**Assignment**
Which of the lines below hold the word "BlockPublisherTrait"? Pull each of them out.

===== Exercise data =====

PR #737, opened 2026-08-15
feat: slashing v1

schouhy:
## 🎯 Purpose

This PR adds a first slashing mechanism: the committee can burn a sequencer's stake and remove it from the channel.

It covers one offence: inscribing a payload that is not a block.

Threshold is 1 of N for now.

### EDIT
Surfaced by @erhant's [comment](https://github.com/logos-blockchain/logos-execution-zone/pull/737#discussion_r3822003443). This PR also includes a fix (commit [f0e98f1](https://github.com/logos-blockchain/logos-execution-zone/pull/737/commits/f0e98f1fe7f8fb0252881f4c769b45c890dcc5a7)) to how mantle txs are built. 

**The issue**: the block id and the inscription parent were chosen at two different times. The sequencer picked the block id when it built the block, but the parent was filled in later by zone sdk, using whatever the channel tip was when the transaction went out. If the tip changed in between, for example a reorg dropped some blocks, the inscription was still valid for Bedrock and it landed anyway. The result was a block on the channel whose id does not match its position, and it stays there forever. Under slashing this is dangerous, because such a block counts as a fault, and the race could make an honest sequencer produce one.

**The solution**: pick the block id and the parent together, at build time, and freeze both into the transaction. If the tip is still the same when the transaction arrives, the block lands and its id is correct by construction. If the tip changed, Bedrock rejects the transaction and the sequencer just loses that turn. Nothing wrong can land anymore.

For this to work the sequencer tracks the tip itself, in a cursor updated as it processes channel events. The cursor follows every inscription, including garbage and invalid blocks, so junk on the channel does not block publishing. The next valid block just uses it as parent. The cursor is persisted, so restarts keep working.

## ⚙️ Approach

A `Slash` is authorized only by the signatures it carries. The program never learns why the inscription was an offence. It checks that enough accredited keys signed an approval naming the offender and the inscription, then burns.

This keeps a `Slash` valid or invalid based only on the transaction and on chain state, so every node agrees on whether it can be included.

- [x] Add `Instruction::Slash` to `sequencer_stake`, with `SlashApproval` and a signed approval message
- [x] Verify approvals before burning: each signer accredited, no duplicates, count over the threshold
- [x] Burn the whole tracked stake to a sink account and drop the config entry
- [x] Add `slashing.rs` in the sequencer: record offences, ask L1 who wrote them, build the `Slash`
- [x] Report non block inscriptions from the follow path, so no extra scanner is needed
- [x] Persist the offence record so it survives a restart
- [x] Add an integration test where one sequencer is slashed by its peer

## 🧪 How to Test

```
cargo test -p sequencer_core --lib --features mock
RISC0_DEV_MODE=1 cargo test -p integration_tests --test slashing
```

The integration test runs two sequencers. The follower writes garbage and never produces blocks, so only the leader can slash it. It checks the stake moves to the sink, the entry leaves the config, the key leaves the committee, and no block id is skipped.

## 🔗 Dependencies

Depends on #725 

## 🔜 Future Work

- More slashing reasons. 
- Thresholds above 1, which need approvals from peers over gossip.

## 📋 PR Completion Checklist

- [x] Complete PR description
- [x] Add/update tests


Pravdyvy (approved):
lgtm

lez/programs/sequencer_stake/src/main.rs
```diff
@@ -325,6 +346,119 @@ fn unstake_request(
...
+    sequencer_key: SequencerKey,
+    inscription: [u8; 32],
+    approvals: &[SlashApproval],
+) {
+    let message = slash_approval_message(sequencer_key, inscription);
+
+    let mut approvers: Vec<SequencerKey> = Vec::with_capacity(approvals.len());
+    for approval in approvals {
+        assert!(
+            config.entries.contains_key(&approval.signer),
```
moudyellaz, line 365: Authority is any config entry rather than the live committee: at threshold 1, can't anyone stake the 149 minimum with a fresh key and burn every other sequencer?

lez/sequencer/core/src/block_publisher.rs
```diff
@@ -401,13 +429,22 @@ impl BlockPublisherTrait for ZoneSdkPublisher {
...
-                                                    finalized_blocks.push(entry);
+                                                match block_from_inscription(&inscription) {
+                                                    Some(entry) => finalized_blocks.push(entry),
+                                                    // A `ChannelConfig` arrives
+                                                    // empty and offends nobody.
+                                                    None if <Inscription as AsRef<[u8]>>::as_ref(
+                                                        &inscription.payload,
+                                                    )
+                                                    .is_empty() => {}
+                                                    None => undecodable
```
moudyellaz: This makes the offence "this build failed to decode it": what stops a rolling `Block` layout change from slashing every upgraded sequencer?

lez/programs/sequencer_stake/core/src/lib.rs
```diff
@@ -172,6 +196,27 @@ impl SequencerEntry {
     }
 }
 
+/// Bytes an approver signs. Naming the inscription keeps the approval single use.
+#[must_use]
+pub fn slash_approval_message(sequencer_key: SequencerKey, inscription: [u8; 32]) -> Vec<u8> {
```
moudyellaz, line 201: No channel id, no expiry, and nothing on chain records a consumed approval: what stops this signature burning the same key again after a re-stake, or on another zone?

lez/sequencer/core/src/slashing.rs
```diff
@@ -0,0 +1,357 @@
...
+    /// Absent in tests.
+    store: Option<Arc<RocksDBIO>>,
+}
+
+#[derive(Debug, Default, borsh::BorshSerialize, borsh::BorshDeserialize)]
+struct Offences {
+    /// Reported by the follow path, still to be attributed to a writer.
+    unattributed: BTreeSet<([u8; 32], u64)>,
+    /// Never removed: an offending key stays liable for good.
+    found: BTreeSet<(SequencerKey, [u8; 32])>,
```
moudyellaz, line 32: Never pruned, so does a slashed key that re-stakes get burned again automatically by every node that still remembers?

lez/sequencer/core/Cargo.toml
```diff
@@ -58,6 +58,8 @@ testnet = []
 mock = []
 # Enable mDNS-based local peer discovery for gossip.
 mdns = []
+# Expose hooks integration tests need to provoke misbehaviour. Never in a release build.
+test-utils = []
```
moudyellaz: Feature unification means a workspace build turns this on for the node binary too: gate `publish_raw_inscription` on `cfg(test)` instead?

moudyellaz (changes requested):
Keeping a `Slash` valid or invalid from the transaction and chain state alone is right: adoption needs no re-derivation, and the program-side checks (caller is top level, config account identified by id not owner, entry pointed at the right ownership account, duplicate and unaccredited approvers rejected before any signature verification) all hold up.

Approval authority is `config.entries`, not the live accredited committee, and the threshold is 1. An entry appears the moment a `Stake` executes, and the initial stake only has to meet `DEFAULT_MINIMUM_SEQUENCER_STAKE`, which is 149. So anyone with 149 units and a freshly generated Ed25519 key can obtain an approval-capable identity without running a sequencer or ever being accredited on Bedrock, then sign approvals that burn every other sequencer's stake and drop their entries. Their own 149 is not burned. That makes taking over the channel cheaper than any offence slashing is meant to punish.

The offence predicate is `borsh::from_slice::<Block>` failing on the observing build, which is build-dependent rather than objective. Any change to `Block`'s borsh layout makes every block written by an upgraded sequencer an offence in the eyes of a node that has not upgraded yet, and at threshold 1 that node burns the stake on its own. With the number of wire-format changes currently in flight this fires on a rolling upgrade, not in some adversarial corner.

The replay note inline is third but it compounds both: an approval is good forever, on any zone, and `found` is never pruned.

schouhy:
> Approval authority is `config.entries`, not the live accredited committee, and the threshold is 1. An entry appears the moment a `Stake` executes, and the initial stake only has to meet `DEFAULT_MINIMUM_SEQUENCER_STAKE`, which is 149. So anyone with 149 units and a freshly generated Ed25519 key can obtain an approval-capable identity without running a sequencer or ever being accredited on Bedrock, then sign approvals that burn every other sequencer's stake and drop their entries. Their own 149 is not burned. That makes taking over the channel cheaper than any offence slashing is meant to punish.

This PR still lives in the 1 of N threshold world and assumes no sequencer will abuse its L1 key. Going to k of N is not in the scope of this PR. This PR aims to introduce the foundations of slashing to later move in two directions: add more slashing reasons and move to k of N thresholds

lez/programs/sequencer_stake/src/main.rs
schouhy: yes, but it's not in the scope of this PR to cover cases outside of the 1 of N threshold. So this is still insecure in a scenario where at least one sequencer is malicious. The only case covered by slashing is the case of a faulty sequencer that inscribes garbage to the L1 channel.

lez/sequencer/core/src/block_publisher.rs
schouhy: I think this is to be handled when we tackle lez version migrations. But it's out of the scope of this PR. I'd assume for now that all sequencers are running the same lez version

lez/programs/sequencer_stake/core/src/lib.rs
schouhy: we can add the channel id to the message to cover the cross zone case

lez/sequencer/core/src/slashing.rs
schouhy: yes. For simplicity I'm assuming a slashed key is unsafe to be reused for staking again

lez/programs/sequencer_stake/src/main.rs
schouhy: this method is general for any config, but the slash function calls it on a config which passed through `decode_config` method. This would panic if anything but the unique stake config is passed to it

schouhy: the unique stake config will have the correct committee in it. The only difference with bedrock view of the committee are those sequencers that staked but their stake tx is not yet finalized (and so not yet in the bedrock committee). But those sequencers won't be able to gossip txs probably during the entry finality delay, since the gossip system will only allow messages from sequencers in bedrock committe. But it could also be a slashing reason to gossip a tx while not in the bedrock committee (if even possible). So I think this design scales well to k of N thresholds

moudyellaz (approved):
lgtm, thanks for answering the question. I did not realize it is v1 and i remember that we discussed about 1-N and k-N and i thought this would be implemented. But it is out of the scope in this version.

lez/storage/src/sequencer/mod.rs
```diff
@@ -1333,6 +1349,11 @@ impl RocksDBIO {
         if let Some(anchor) = zone_anchor {
             self.put_batch(&ZoneAnchorCell(*anchor), (), &mut batch)?;
         }
+        if let Some(cap) = lower_published_high_water
```
erhant, line 1442: when `run_production_turn` is active in `lib.rs` here, we build a block and then immediately put the new high water

here, we are in an `apply_follow_update` and batch-write things, including the new high water if `mark > cap`

it is possible that there is a race condition here (because RocksDB does "last-write-wins"); here is an example:

1. Suppose the **cell is 10**.
1. A **follow update** lands: head rewound to 7, predicate `10 > 7` passes, reads 10, stages `put_batch(7)` **Cell is still 10**.
1. **Production task**: `publish_block(11)` completes (inscription is on L1) and immediately does `put(11)`. **Cell is now 11**.
1. `store_update` from step 1 finishes, batch commits, applying the staged 7. **Cell is now 7**.

The mark now says 7 while our block-11 inscription is in flight, so nothing holds the turn: we produce 8', 9', 10', 11' ; ending up with two different blocks at the same height

erhant (approved):
LGTM, one important comment!

lez/storage/src/sequencer/mod.rs
schouhy: hey good catch thanks, you are right. And this is specially relevant on slashing, since that kind of race condition would result in a block with invalid id being published by a honest sequencer (hence slashed in the future). I added a fix in commit [f0e98f1](https://github.com/logos-blockchain/logos-execution-zone/pull/737/commits/f0e98f1fe7f8fb0252881f4c769b45c890dcc5a7) and explained it in the PR description.

lez/sequencer/core/src/mock.rs
```diff
@@ -32,6 +38,11 @@ pub struct MockBlockPublisher {
     messages: Vec<(ZoneMessage, Slot)>,
     /// Canned signer; `None` means nothing can be attributed.
     inscription_signer: Option<Ed25519PublicKey>,
+    /// Last entry a publish left the channel at, for the pinned-parent check.
+    channel_tip: Arc<Mutex<Option<MsgId>>>,
+    /// Fails every publish, as zone-sdk does for an atomic withdraw at this
```
erhant: maybe better worded as `Fails every publish if `true`, ...`?

lez/sequencer/core/src/lib.rs
```diff
@@ -1634,12 +1706,14 @@ async fn apply_follow_update<S: StorageActorTrait>(
             );
         }
 
-        // Outcomes align with `adopted`.
-        let outcomes = chain.apply_channel_update(&orphaned, &adopted);
+        // Orphans first, then adopted entries in channel order. Outcomes align
+        // with `adopted_blocks`.
+        let _no_adoptions = chain.apply_channel_update(&orphaned, &[]);
```
erhant: shouldn't we also rewind the tip on orphans?

erhant (approved):
LGTM, one important comment about rewinding the tip on orphans

lez/programs/sequencer_stake/core/src/lib.rs
moudyellaz: Still open on the current head, or landing separately?

lez/chain_state/src/chain.rs
```diff
@@ -97,6 +103,30 @@ impl ChainState {
...
+    /// blocks.
+    #[must_use]
+    pub fn head_tip_msg(&self) -> Option<MsgId> {
+        self.head_blocks.last().map(|entry| entry.this_msg)
+    }
+
+    /// Parent the next inscription must be pinned on: the channel cursor, or
+    /// the head's inscription when no cursor is set.
+    #[must_use]
+    pub fn pin_parent(&self) -> Option<MsgId> {
```
moudyellaz: `restore_head_block` gives a restored block a placeholder `MsgId` derived from its hash, so this fallback can pin on a parent Bedrock never saw. On a fresh node the bootstrap loop at `lib.rs:397` discards the real `MsgId` from the publish outcome, so nothing sets the cursor and block 2 pins on genesis's placeholder.

lez/sequencer/core/src/lib.rs
```diff
@@ -717,11 +765,23 @@ impl<BP: BlockPublisherTrait, S: StorageActorTrait> SequencerCore<BP, S> {
...
-            .block_publisher
-            .publish_block(&block, withdrawals)
-            .await
-            .context("Failed to publish block to Bedrock")?;
+        } = match parent {
+            // Chained on the channel tip the cursor sat on when the block was
+            // built, so a tip that moved since costs this turn instead of
+            // inscribing a second block at a height the channel already
+            // carries.
+            Some(parent) if withdrawals.is_empty() => {
```
moudyellaz, line 753: Blocks carrying withdrawals fall through to the unpinned path, so the wrong-id race stays open for them. Does that also undercut the lowering in 2bb38c43, whose comment assumes an in-flight publish cannot land because it is pinned on a dropped entry?

lez/sequencer/core/src/lib.rs
```diff
@@ -614,8 +640,12 @@ impl<BP: BlockPublisherTrait, S: StorageActorTrait> SequencerCore<BP, S> {
         // Above the final tier the head is reorg-able, so finalized history
         // wins: `apply_finalized` finalizes the matching prefix and rebases the
         // head onto what the channel settled. Validation happens inside it.
-        match chain.apply_finalized(MsgId::from(block.header.hash.0), block, slot) {
-            AcceptOutcome::Applied | AcceptOutcome::AlreadyApplied => {}
+        match chain.apply_finalized(this_msg, block, slot) {
+            AcceptOutcome::Applied | AcceptOutcome::AlreadyApplied => {
+                // The channel replays in order, so this inscription is the tip
+                // so far.
+                chain.set_channel_cursor(this_msg);
```
moudyellaz: Reconstruction runs after the stored cursor is loaded, so re-stamping here rewinds it to the last finalized block on every restart, and the replay skips non-block messages so a config-op tip is never reached. Should the cursor seed from the channel's own `tip_message` instead?

lez/sequencer/core/src/lib.rs
```diff
@@ -186,6 +191,13 @@ impl<BP: BlockPublisherTrait, S: StorageActorTrait> SequencerCore<BP, S> {
                 panic!("Stored block {block_id} does not replay while restoring chain state: {err}")
             });
         }
+        if let Some(cursor) = store
```
moudyellaz, line 193: This unconditional ask has no mock expectation, so `get_block_range_keeps_executor_responsive` panics on `handle_get_channel_cursor`; needs one in `prepare_mock_storage_with_empty_genesis`.

moudyellaz (approved):
lgtm, thanks! I left some questions

lez/sequencer/core/src/lib.rs
schouhy: thanks. using last_msg_id from the checkpoint now

lez/chain_state/src/chain.rs
schouhy: I refactored things and removed the smelly MsgId placeholders. The pin now comes only from the cursor. The bootstrap loop also sets the cursor from its publish outcomes now, so the fresh node case is covered too.

lez/sequencer/core/src/lib.rs
schouhy: withdrawals are still disabled and their tests commented out. So i left them out from this work

lez/sequencer/core/src/lib.rs
schouhy: thanks. the issues should be solved now

lez/sequencer/core/src/lib.rs
schouhy: thanks. fixed

lez/sequencer/core/src/mock.rs
schouhy: fixed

=====

**Result of the exercise**
@@ -401,13 +429,22 @@ impl BlockPublisherTrait for ZoneSdkPublisher {
@@ -717,11 +765,23 @@ impl<BP: BlockPublisherTrait, S: StorageActorTrait> SequencerCore<BP, S> {
@@ -614,8 +640,12 @@ impl<BP: BlockPublisherTrait, S: StorageActorTrait> SequencerCore<BP, S> {
@@ -186,6 +191,13 @@ impl<BP: BlockPublisherTrait, S: StorageActorTrait> SequencerCore<BP, S> {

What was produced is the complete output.